- Opening Delimiter -

PR #156, opened 2020-12-21
[feat] Add slider to EventSearch component

### LINKED ISSUE #123: [FEAT] Add slider to EventSearch component
Add an EventSearch component to the Event component. 
This should include a FormDropdownField for the category of event, a GoogleAutoComplete field for the location of the event and a DistanceSlider for the distance the user is willing to travel to go to the event. 

_Check the components division and naming in this figma file: https://www.figma.com/file/CZn7N02015QxKByVw9vRP1/JoinMe-Components?node-id=0%3A1_

EventSearch

This is where I select the options to filter the events I’m interested on. 

**🏆 My dream solution would be**  
Just like Chiran’s layout on figma. 

**:2nd_place_medal: But I'd also consider it solved if**    
If it’s just a little bit similar to Chiran’s layout. 

**💭 If you were doing it, what would you do?**  
- Import all the required components

**♻️ Additional context**  
It is required by the Event component
It requires the FormDropdownField, GoogleAutoComplete and the DistanceSlider components

**🚀 I'm ready for take off**  

MarinaFroes:
Fixes #123 

Guys, I added the slider component to the `EventSearch` and in the `App.tsx` (_working example, but it will be removed before merging_) I can get the data from the `category`, `address` and `distance`, but I'm not sure this is the best solution. Could you please check this and let me know if I need to fix something?
@Chiranjibichapagain  is working on the `HomePage` so he would import the `EventSearch` there, filter the events based on the data that he'll get and then return the filtered events.

It looks like this right now, but we can adjust it later, the most important is to check if the logic is correct.
Screenshot 2020-12-21 at 14 46 56

### DIFF
--- a/client/src/components/EventSearch/index.tsx
+++ b/client/src/components/EventSearch/index.tsx
@@ -9,8 +9,8 @@ import Button from '../Button'
 import './EventSearch.scss'
 
 const EventSearch = ({
-  fields,
-  handleFields,
+  distance,
+  handleFieldChange,
   handleSubmit,
   setAddress
 }: EventSearchProps) => {
@@ -21,7 +21,7 @@ const EventSearch = ({
         label='Category'
         id='category'
         options={eventCategories}
-        onBlur={handleFields}
+        onBlur={handleFieldChange}
       />
       <label className='form__label'>
         Location
@@ -31,8 +31,8 @@ const EventSearch = ({
         Distance from location
         <FormSlider
           id='distance'
-          value={fields.distance}
-          onChange={handleFields}
+          value={distance}
+          onChange={handleFieldChange}
         />
       </label>
       <div className='search-box__button'>
--- a/client/src/components/EventSearch/index.tsx
+++ b/client/src/components/EventSearch/index.tsx
@@ -2,26 +2,45 @@ import React from 'react'
 
 import FormDropdownField from '../FormDropdownField'
 import GoogleAutoComplete from '../GoogleAutoComplete'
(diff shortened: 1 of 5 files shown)


Chiranjibichapagain (approved):
:+1:

client/src/components/EventSearch/index.tsx
```diff
@@ -2,26 +2,45 @@ import React from 'react'
...
-        onBlur={() => console.log('blurred!!')}
+        onBlur={handleFields}
       />
-      <GoogleAutoComplete handleAddress={() => console.log('handled!!')} />
+      <label className='form__label'>
+        Location
+        <GoogleAutoComplete handleAddress={setAddress} />
+      </label>
+      <label className='form__label'>
+        Distance from location
```
MikeVedsted, line 31: You could move the label to the slider component, like for the input fields. This is fine for now though, but maybe @Chiranjibichapagain could throw it in there? :)

MikeVedsted (approved):
Chiran said he would fix the background color for the input when finishing this component, so good for now 👍

client/src/components/EventSearch/index.tsx
MarinaFroes: I removed the label because I was having some issues with it when styling the component. But if he manages to fix it and include it again, it would be great.

MarinaFroes:
> Chiran said he would fix the background color for the input when finishing this component, so good for now 👍

It definitely needs styles adjustments. 😄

- Closing Delimiter -

Take from the material above the lines running from the one with "<FormSlider" through the one with "import FormDropdownField from", and repeat them exactly, with nothing else.

### ANSWER
         <FormSlider
           id='distance'
-          value={fields.distance}
-          onChange={handleFields}
+          value={distance}
+          onChange={handleFieldChange}
         />
       </label>
       <div className='search-box__button'>
--- a/client/src/components/EventSearch/index.tsx
+++ b/client/src/components/EventSearch/index.tsx
@@ -2,26 +2,45 @@ import React from 'react'
 
 import FormDropdownField from '../FormDropdownField'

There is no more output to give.